I Showed Google Gemini a Blurry Photo and It Wrote Working Code From It
Took a photo of a whiteboard. Terrible lighting, half the text cut off, my thumb covering the corner. Uploaded it to Google’s Gemini with the prompt: “Build this.”
Two minutes later, I had functioning React code implementing exactly what the whiteboard sketch showed.
This is multimodal AI—models that understand images, video, audio, and text simultaneously. Not just “describe this image.” Actually reasoning across different types of data like humans do.
The demo that sold me: I recorded a 3-minute video walkthrough of a broken UI, explaining the bug while clicking through the interface. Gemini watched the video, read the error messages in the frames, understood my verbal explanation, and generated a patch.
No transcription step. No separate image analysis. It just… processed everything at once.
Google claims Gemini Ultra can handle up to 1 million tokens of mixed input—roughly 1,500 pages of text, or 11 hours of audio, or thousands of images. I tested it by feeding an entire product documentation site plus UI screenshots plus customer support call recordings.
Asked: “Why are users confused about the refund process?”
It identified three UI elements that contradicted the documentation, found two support calls where agents gave wrong information, and suggested specific copy changes. All from connecting dots across text, images, and audio.
The practical applications are wild. A radiologist colleague is testing Gemini on medical imaging. Feed it an MRI scan plus patient history plus relevant research papers. It highlights potential issues the radiologist might have missed—not replacing human judgment, but augmenting it.
Construction companies are using it for safety compliance. Workers film job sites with their phones, Gemini analyzes the video against safety regulations, flags violations in real-time. Hard hat missing? Railing unstable? It catches it.
But multimodal AI is still deeply weird.
I showed Gemini a picture of my desk and asked “What should I do next?” Based on visible coffee cup placement, open notebooks, and my laptop screen (which showed my calendar), it suggested I was probably procrastinating on a deadline and should start writing.
Creepy? Yes. Accurate? Also yes.
The hallucination problem is worse across modalities. I fed it a graph from a research paper. It confidently described trends that didn’t exist in the data. When I called it out, it apologized and gave a different wrong interpretation.
Text-only models hallucinate. Multimodal models hallucinate in multiple formats simultaneously.
OpenAI’s GPT-4V (Vision) and Anthropic’s Claude 3 Opus are in the same race. Everyone’s building multimodal capability. The question isn’t if AI will understand images and video—it’s who builds the most reliable version first.
I tested all three on the same task: analyze a complex diagram from an engineering textbook and explain it to a beginner.

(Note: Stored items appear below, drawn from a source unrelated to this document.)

PR #234, opened 2020-03-05
Add auth middleware for My Account pages

### LINKED ISSUE #216: Limit access to my account pages for logged user only

Qrzy:
- auth middleware added to core theme using `useUser` composable
- changed behavior of `account` icon in app header

Closes #216


packages/commercetools/theme/plugins/api-client.js
```diff
@@ -0,0 +1,24 @@
...
+   * Setup Shopware API client
+   */
+  setup({
+    ...config,
+    contextToken
+  });
+
+  onTokenChange(token => {
+    try {
+      app.$cookies.set(config.cookies.tokenCookieName, token, { maxAge: 60 * 60 * 24 * 365 });
```
defudef: What kind of exception it can throw?

packages/core/theme-module/theme/middleware/auth.js
```diff
@@ -0,0 +1,10 @@
+import { useUser } from '@vue-storefront/commercetools-composables';
+
+const auth = ({ redirect }) => {
+  const { isAuthenticated } = useUser();
+  if (isAuthenticated && !isAuthenticated.value) {
+    return redirect('/');
+  }
+};
+
+export default auth;
```
defudef: what about exporting function itself?
```TS
export default ({ redirect }) => {...}
```

packages/commercetools/api-client/src/index.ts
```diff
@@ -53,17 +53,26 @@ const setup = <TCacheShape>(setupConfig: SetupConfig<TCacheShape>): ApolloClient
   return apolloClient;
 };
 
+const tokenChangeListeners = [];
+
+const onTokenChange = (fn: (token) => void): void => {
+  tokenChangeListeners.push(fn);
+};
+
+const tokenChanged = (newToken) => tokenChangeListeners.forEach(fn => fn(newToken));
```
defudef: IMO these functions are named actually the same and it's not readable because of that.
What do you think to rename the second one into: `changeToken(newToken)` ?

GPT-4V gave the most accurate technical explanation. Claude was best at the beginner-friendly part. Gemini found the sweet spot between the two.
The economics are tricky. Processing images uses way more compute than text. A single high-resolution image can cost as much as processing thousands of words. Video is even worse.

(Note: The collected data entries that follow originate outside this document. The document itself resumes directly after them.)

PR #1034, opened 2020-04-16
Use Maps for ClientPool

Half-Shot:
This is mainly to improve readability, as working with a set of nested objects is a little bit of an eyesore. There is also [rumors on MDN](https://developer.mozilla.org/en-US/docs/Web/JavaScript/Reference/Global_Objects/Map) that iterating/counting and adding/deleting items are quicker on Maps than Objects, so they may be more ideal for our use case.

### DIFF
--- a/src/irc/ClientPool.ts
+++ b/src/irc/ClientPool.ts
@@ -420,7 +420,7 @@ export class ClientPool {
 
         // find the oldest client to kill.
         let oldest: BridgedClient|null = null;
-        for (const client of Object.values(this.virtualClients[server.domain].nicks)) {
+        for (const client of this.virtualClients[server.domain].nicks.values()) {
             if (!client) {
                 // possible since undefined/null values can be present from culled entries
                 continue;
--- a/src/irc/ClientPool.ts
+++ b/src/irc/ClientPool.ts
@@ -80,28 +80,16 @@ export class ClientPool {
         return this.virtualClients[server.domain].pending.has(nick)
     }
 
-    public killAllClients(): Bluebird<void[]> {
-        const domainList = Object.keys(this.virtualClients);
-        let clients: (BridgedClient|undefined)[] = [];
-        domainList.forEach((domain) => {
-            clients = clients.concat(
-                [...this.virtualClients[domain].nicks.values()]
-            );
-
-            clients = clients.concat(
-                [...this.virtualClients[domain].userIds.values()]
-            );
-
-            clients.push(this.botClients.get(domain));
-        });
-
-        const safeClients = clients.filter((c) => Boolean(c)) as BridgedClient[];
-
-        return Bluebird.all(
-            safeClients.map(
-                (client) => client.kill()
-            )
-        );
+    public killAllClients() {
+        return Bluebird.all(Object.keys(this.virtualClients).map((domain) =>
+            [
+                ...this.virtualClients[domain].nicks.values(),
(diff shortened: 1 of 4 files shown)


src/irc/ClientPool.ts
```diff
@@ -84,27 +77,22 @@ export class ClientPool {
...
 
             clients = clients.concat(
-                Object.keys(this.virtualClients[domain].userIds).map(
-                    (userId: string) => this.virtualClients[domain].userIds[userId]
-                )
+                [...this.virtualClients[domain].userIds.values()]
             );
 
-            clients.push(this.botClients[domain]);
+            clients.push(this.botClients.get(domain));
```
jaller94, line 95: why concat? and why re-wrap the output of `.values()` which creates a new array anyway?
```javascript
clients = [
  ...clients,
  ...this.virtualClients[domain].nicks.values(),
  ...this.virtualClients[domain].userIds.values(),
  this.botClients.get(domain),
];
```

src/irc/ClientPool.ts
```diff
@@ -39,30 +39,23 @@ interface ReconnectionItem {
...
+        this.botClients = new Map();
 
         // list of virtual users on servers
         this.virtualClients = { };
 
-        // map of numbers of connected clients on each server
-        // Counting these is quite expensive because we have to
-        // ignore entries where the value is undefined. Instead,
-        // just keep track of how many we have.
-        this.virtualClientCounts = { };
```
jaller94, line 64: Does this no longer need to be initialised?

src/irc/ClientPool.ts
```diff
@@ -500,17 +487,11 @@ export class ClientPool {
 
     public getNickUserIdMappingForChannel(server: IrcServer, channel: string): {[nick: string]: string} {
         const nickUserIdMap: {[nick: string]: string} = {};
-        const cliSet = this.virtualClients[server.domain].userIds;
-        Object.keys(cliSet).filter((userId: string) => {
-            if (!userId) {
-                return false;
+        for (const [userId, client] of this.virtualClients[server.domain].userIds.entries()) {
```
jaller94, line 490: Why is it safe to assume that `this.virtualClients[server.domain]` is defined?

src/irc/ClientPool.ts
```diff
@@ -39,30 +39,23 @@ interface ReconnectionItem {
...
     private ircEventBroker: IrcEventBroker;
     constructor(private ircBridge: IrcBridge, private store: DataStore) {
         // The list of bot clients on servers (not specific users)
-        this.botClients = { };
+        this.botClients = new Map();
 
         // list of virtual users on servers
         this.virtualClients = { };
 
-        // map of numbers of connected clients on each server
```
Half-Shot, line 60: This is no longer expensive, Maps keep their own counters \o/

src/irc/ClientPool.ts
jaller94: Solved by https://github.com/matrix-org/matrix-appservice-irc/pull/1034/files#r409475606

src/irc/ClientPool.ts
Half-Shot: I think we assume that if `server` is defined, then it will have a client pool. I think in this case it's a harmless assumption.

src/irc/ClientPool.ts
Half-Shot: Good catch.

That construction safety company I mentioned? Their bill went from $400/month for text-only AI to $6,000/month when they switched to video analysis. Still worth it compared to potential safety violations, but not trivial.

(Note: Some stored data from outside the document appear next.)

PR #1035, opened 2020-04-16
Authenticate requests to the /provision endpoint

Half-Shot:


src/provisioning/Provisioner.ts
```diff
@@ -132,12 +132,18 @@ export class Provisioner {
...
+                    error: "Bad token supplied,"
+                });
+            }
             if (this.isProvisionRequest(req)) {
                 res.header("Access-Control-Allow-Origin", "*");
                 res.header("Access-Control-Allow-Headers",
                     "Origin, X-Requested-With, Content-Type, Accept");
             }
-            next();
+            return next();
```
jaller94, line 146: What does returning `next()` do? I've never seen that as a pattern.

src/provisioning/Provisioner.ts
```diff
@@ -132,12 +132,18 @@ export class Provisioner {
 
         // Deal with CORS (temporarily for s-web)
         app.use((req, res, next) => {
+            if (!this.ircBridge.getAppServiceBridge().requestCheckToken(req)) {
+                return res.status(403).send({
+                    errcode: "M_FORBIDDEN",
+                    error: "Bad token supplied,"
```
jaller94, line 138:
```suggestion
                    error: "Bad token supplied"
```

src/provisioning/Provisioner.ts
```diff
@@ -132,12 +132,18 @@ export class Provisioner {
 
         // Deal with CORS (temporarily for s-web)
```
jaller94, line 133: This comment which once described the entire purpose of this handler has now become outdated.

Half-Shot:
>When there are many projects already using matrix-appservice-bridge, why don't we release a types/matrix-appservice-bridge package instead of keeping the types updated locally?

The future Google’s pitching: you’ll interact with AI using whatever modality makes sense. Snap a photo instead of typing a description. Record a video instead of writing instructions. Have a conversation instead of crafting perfect prompts.
I tried this workflow: photographed a hand-drawn flowchart, uploaded it with a voice memo explaining the business logic, asked Gemini to build the system.
It generated a complete backend API, database schema, and even suggested edge cases I hadn’t considered. The code needed tweaking, but it was 80% there.
Five years ago, that would’ve required precise written specifications, multiple clarification rounds, and weeks of development. Now it’s a photo and a voice memo.
The catch: you have to trust the AI actually understood what you showed it. And sometimes it didn’t. I’ve had it confidently implement the wrong thing based on misinterpreting a blurry image.
Multimodal AI is powerful but unpredictable. Like hiring someone brilliant who occasionally misreads instructions in creative ways. You can’t just set it loose—you need to verify everything.
But when it works? It’s genuinely magical. The barrier between human thought and working software is getting very, very thin.